Manning shook his head. “The investigation is still ongoing.”
I walked away.
“Towles,” Manning called. “Don’t do anything stupid.”
I flipped the middle finger and left the hospital. Watcher and Big Kentucky waited by my bike. I looked to the left, where I’d seen a woman watching me earlier. She was gone.
“You whole?” Watcher asked. “Someone came out saying a woman was screaming in the elevator.”
“Fucking horn-dog,” Big Kentucky said. “Look at the wet spot on his crotch. Clean that shit up.”
“You see them?” Watcher climbed on his bike. Every member of the club was different, but Watcher was the most fucked up of the brotherhood. If I wanted to go and get revenge, I could count on him leading the way. Big Kentucky always wanted to do things by the book.
“Both shot in the head.” I straddled the bike and waited. “I need something right now.”
Watcher walked away and made a call.
“We need to get Beast and Diesel out of jail,” Big Kentucky said. “Don’t do what you’re thinking of doing.”
“You would.”
“You’re right, and in those shoes, I’d expect one of you to stop me.” Big Kentucky climbed on his bike. “Fuck, Towles, you’re a good kid. Why fuck it all up doing shit like this?”
I chuckled. “The same reason everyone else does it. We don’t want to be part of society’s puppet show. We want to do things our way, not be part of the status quo.”
“There are two Street Punishers at the bar on Maxwell.” Watcher glanced at Big Kentucky. “It’s on the way to the county jail.”
Big Kentucky shook his head. “We get Beast and Diesel first.”

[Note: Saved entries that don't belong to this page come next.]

PR #128, opened 2019-04-08
Fixes bug that caused the app to crash when loading content claims

osilkin98:
This is related to [#2388](https://github.com/lbryio/lbry-desktop/issues/2388) in the `lbry-desktop`, the new daemon broke the ability to load files properly.


seanyesmunt:
Added this in my commit. Closing

PR #133, opened 2019-04-27
set main to bundle.es.js after removing webpack

akinwale:
@seanyesmunt I'll merge this since it's a minor change. Since Webpack is no longer used and a `bundle.js` is no longer generated, I updated `main` in `package.json` to refer to `bundle.es.js` so that React Native would make use of that file instead. If this breaks anything else, please let me know. Thanks.

### DIFF
--- a/package.json
+++ b/package.json
@@ -18,7 +18,7 @@
     "name": "LBRY Inc.",
     "email": "hello@lbry.io"
   },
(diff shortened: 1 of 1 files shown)


seanyesmunt:
Nice catch. We were doing something else in the desktop repo to handle this but this is a much better solution.

PR #135, opened 2019-05-06
Add cover selector

seanyesmunt:
The same as thumbnail selector, but different. Probably going to add more of these for individual channel metadata


seanyesmunt:
Merging now since it's the exact same as the thumbnail selector

PR #141, opened 2019-05-08
Add comic book media-type detection

btzr-io:
> A comic book archive or comic book reader file (also called sequential image file) is a type of archive file for the purpose of sequential viewing of images, commonly for comic books.
https://en.wikipedia.org/wiki/Comic_book_archive

Required for https://github.com/lbryio/lbry-desktop/issues/1377


btzr-io:
Never mind looks like the desktop app uses this function instead: 
https://github.com/lbryio/lbry-desktop/blob/master/src/ui/util/get-media-type.js

PR #144, opened 2019-05-10
store user supports

seanyesmunt:
The new sdk removed supports from `claim_list`, so we have to fetch and store them on our own


src/redux/reducers/wallet.js
```diff
@@ -64,226 +67,250 @@ const defaultState = {
...
+      });
+
+      return {
+        ...state,
+        transactions: byId,
+        fetchingTransactions: false,
+      };
+    },
+
+    [ACTIONS.FETCH_SUPPORTS_STARTED]: (state: WalletState) => ({
```
seanyesmunt: I just moved the old reducer functions to use the `handleActions` util. The actual changes I made are from here.
L92 - L133

seanyesmunt:
@akinwale not sure you can unlock tips in the android app, but if you can, you will need to use this.

Desktop commit to work with it: https://github.com/lbryio/lbry-desktop/commit/6f1201d898caa53b50e0be340b945761418a144b

src/redux/selectors/wallet.js
```diff
@@ -82,7 +82,12 @@ export const selectTotalBalance = createSelector(
 
 export const selectTransactionsById = createSelector(
   selectState,
-  state => state.transactions
+  state => state.transactions || {}
+);
+
+export const selectSupportsById = createSelector(
+  selectState,
+  state => state.supports || {}
```
kauffj: If we set the default state values to `{}`, are the or clauses lines really necessary? (more curiosity than an objection)

seanyesmunt: I've been doing that to safeguard if the value ends up being set to `null` or `undefined` for some reason. Not that I noticed it happening, but just in case.

PR #147, opened 2019-05-15
Add tags to redux

seanyesmunt:
Will need to make another PR that addresses pagination on the trending pages.


src/index.js
```diff
@@ -127,6 +136,7 @@ export {
   makeSelectCoverForUri,
   makeSelectTitleForUri,
   makeSelectDateForUri,
+  makeSelectTagsForUri,
```
seanyesmunt: Not sure if this should be here or in the tags file. Currently, all metadata selectors are inside of the claims file.

src/constants/tags.js
```diff
@@ -0,0 +1,21 @@
...
+  'economics',
+  'sports',
+  'food',
+  'science',
+  'art',
+  'nature',
+  'beliefs',
+  'music',
+  'pop culture',
+  'weapons',
```
seanyesmunt: Will this be the list of default tags? Either way, just using this for more accurate test data.

flow-typed/Tags.js
```diff
@@ -0,0 +1,30 @@
+declare type TagState = {
+  followedTags: FollowedTags,
+  knownTags: KnownTags,
+  trending: Array<string>,
```
kauffj: if I'm reading this code correctly, this essentially to store the uris for the last call to claim_search

if that's the case, should this state even be in Tags.js instead of Claims.js? and either way, a name like lastClaimSearchUris would probably be better

flow-typed/Tags.js
```diff
@@ -0,0 +1,30 @@
...
+  fetchingTrending: boolean,
```
kauffj: Similar to above, this value is tracking whether there is a claim_search active, which isn't necessarily trending (it could be best, or newest, etc.).

flow-typed/Tags.js
```diff
@@ -0,0 +1,30 @@
...
+declare type FollowedTags = Array<string>;
+
+declare type TagAction = {
+  type: string,
+  data: {
+    name: string,
+  },
+};
+
+declare type TrendingTagAction = {
```
kauffj: Same comment as above, not necessarily "Trending"

src/constants/tags.js
kauffj: The default tags will be close to this, but could they be put in the app codebase rather than lbry-redux?

src/index.js
kauffj: I think they should continue to be in the claims file.

src/redux/actions/tags.js
```diff
@@ -0,0 +1,51 @@
...
+});
+
+export const doDeleteTag = (name: string) => ({
+  type: ACTIONS.TAG_DELETE,
+  data: {
+    name,
+  },
+});
+
+export const doFetchByTags = (amount: number = 10, options: Object = {}) => {
```
kauffj: this looks like it just calls right through to claim search... do we even need this along with the accompanying actions? could everything just call `doClaimSearch` directly?

src/redux/selectors/file_info.js
```diff
@@ -228,3 +228,9 @@ export const selectFileListDownloadedSort = createSelector(
   selectState,
   state => state.fileListDownloadedSort
 );
+
+export const selectDownloadedUris = createSelector(
+  selectFileInfosDownloaded,
+  // We should use permament_url but it doesn't exist in file_list
```
kauffj: should this be filed?

src/constants/tags.js
seanyesmunt: Yes

src/redux/selectors/file_info.js
seanyesmunt: It is.

flow-typed/Tags.js
seanyesmunt: Yeah I'll move it to the claims reducer

seanyesmunt:
Merging since so that I can rebase the comments PR. I responded/updated code based on the comments above. I can make another PR if there are more comments.

PR #148, opened 2019-05-16
redux comments DRAFT WIP

jessopb:
Adds comment functionality to redux


src/redux/actions/comments.js
```diff
@@ -0,0 +1,82 @@
...
+    const claim = selectClaimsByUri(state)[uri];
+    const claimId = claim ? claim.claim_id : null;
+
+    dispatch({
+      type: ACTIONS.COMMENT_LIST_STARTED,
+    });
+    Lbry.comment_list({
+      claim_id: claimId,
+    })
+      .then(results => {
```
seanyesmunt: This is a `CommentListResponst` type

src/redux/actions/comments.js
```diff
@@ -0,0 +1,82 @@
...
+        dispatch({
+          type: ACTIONS.COMMENT_LIST_COMPLETED,
+          data: {
+            comments: results,
+            claimId: claimId,
+            uri: uri,
+          },
+        });
+      })
+      .catch(error => {
```
seanyesmunt: We should have a `COMMENT_LIST_FAILED` action that handles this error. (we don't need to display the error in the ui right now)

src/redux/actions/comments.js
```diff
@@ -0,0 +1,82 @@
...
+      channel_id,
+    })
+      .then((result: Comment) => {
+        dispatch({
+          type: ACTIONS.COMMENT_CREATE_COMPLETED,
+          data: {
+            response: result,
+          },
+        });
+        dispatch({
```
seanyesmunt: Whatever happens in the `COMMENT_LIST_UPDATED` handler can just be done in `COMMENT_CREATE_COMPLETED`.

Just append the new comment there, then we don't need two actions.

src/redux/reducers/comments.js
```diff
@@ -0,0 +1,66 @@
+// @flow
+import * as ACTIONS from 'constants/action_types';
+
+// TODO change to handleActions()
```
seanyesmunt: 🕺

src/redux/reducers/comments.js
```diff
@@ -0,0 +1,66 @@
...
+  isLoading: false,
+};
+
+reducers[ACTIONS.COMMENT_CREATE_STARTED] = (state: CommentsState, action: any): CommentsState =>
+  Object.assign({}, state, {
+    isLoading: true,
+  });
+
+reducers[ACTIONS.COMMENT_CREATE_FAILED] = (state: CommentsState, action: any): CommentsState => {
+  // TODO: handle error.. what else?
```
seanyesmunt: is `isLoading` to `false`

src/redux/reducers/comments.js
```diff
@@ -0,0 +1,66 @@
...
+  return state;
+};
+
+reducers[ACTIONS.COMMENT_CREATE_COMPLETED] = (state: CommentsState, action: any): CommentsState => {
+  const { comments }: any = action.data;
```
seanyesmunt: Add this new comment to the list of comments here.

dist/bundle.es.js
```diff
@@ -2769,6 +2778,74 @@ const doDeleteTag = name => ({
...
+}
+
+function doCommentCreate(comment = '', claim_id = '', channel, parent_id) {
+  return (dispatch, getState) => {
+    const state = getState();
+    dispatch({
+      type: COMMENT_CREATE_STARTED
+    });
+    const myChannels = selectMyChannelClaims(state);
+    const namedChannelClaim = myChannels.find(myChannel => myChannel.name === channel);
```
osilkin98: The SDK already does this anyway when signing the comments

“Fuck, Kentucky. It’s on the way. ”
“Supposed to be a vote.” Big Kentucky started his bike and rolled to the exit.
“Your call,” Watcher said to me.
“We’ll stop if the bikes are there.” I rolled behind Kentucky, and we left the hospital parking lot under Manning’s watchful eyes. Sarah, with an h, stood on the sidewalk. She smiled, but I never saw her again.
Big Kentucky stayed ahead, not paying attention to Watcher and me lagging. As we came upon Hogzz, the biker bar the Street Punishers frequented, we stopped and let Big Kentucky keep going.
“Too many,” Watcher said. “The owner said there were only two.”
“They’ve got the whole fucking club here.” I pulled to the curb and climbed off the bike.
“What the fuck are you doing, Towles?” Watcher jumped off his bike and grabbed my arm. Big Kentucky rolled up, pissed off.
“We ain’t doing this, boys. Get back on your bikes.” Kentucky waited impatiently.
The front entrance opened, and several Punishers exited. Drunk and slurring, the first two fell down the steps. I started forward, and Big Kentucky had his big hand around my arm before I could take three steps.
“You being dead won’t help your parents, Towles. Save this shit for later.” Kentucky pulled me back.
“What the fuck?” The sober of the three Punishers started toward us.
I made it like I was getting on my bike and then turned, hitting the Punisher square in the nose. It took me a moment to realize the loud crunch was his nose and not my hand. The motherfucker dropped at my feet and started spazzing.
The other two Punishers got to their feet, sized me up, and decided it wasn’t a good day to die. They headed back inside for help .
“Get on your fucking bike, Towles,” Kentucky said.
I didn’t want to. I wanted to either kill every fucker in the bar or join my parents. I turned to Kentucky and Watcher. They’d go to war with me if it came to that, but it wasn’t fair to them. I climbed on the damned bike, and we left for the jail.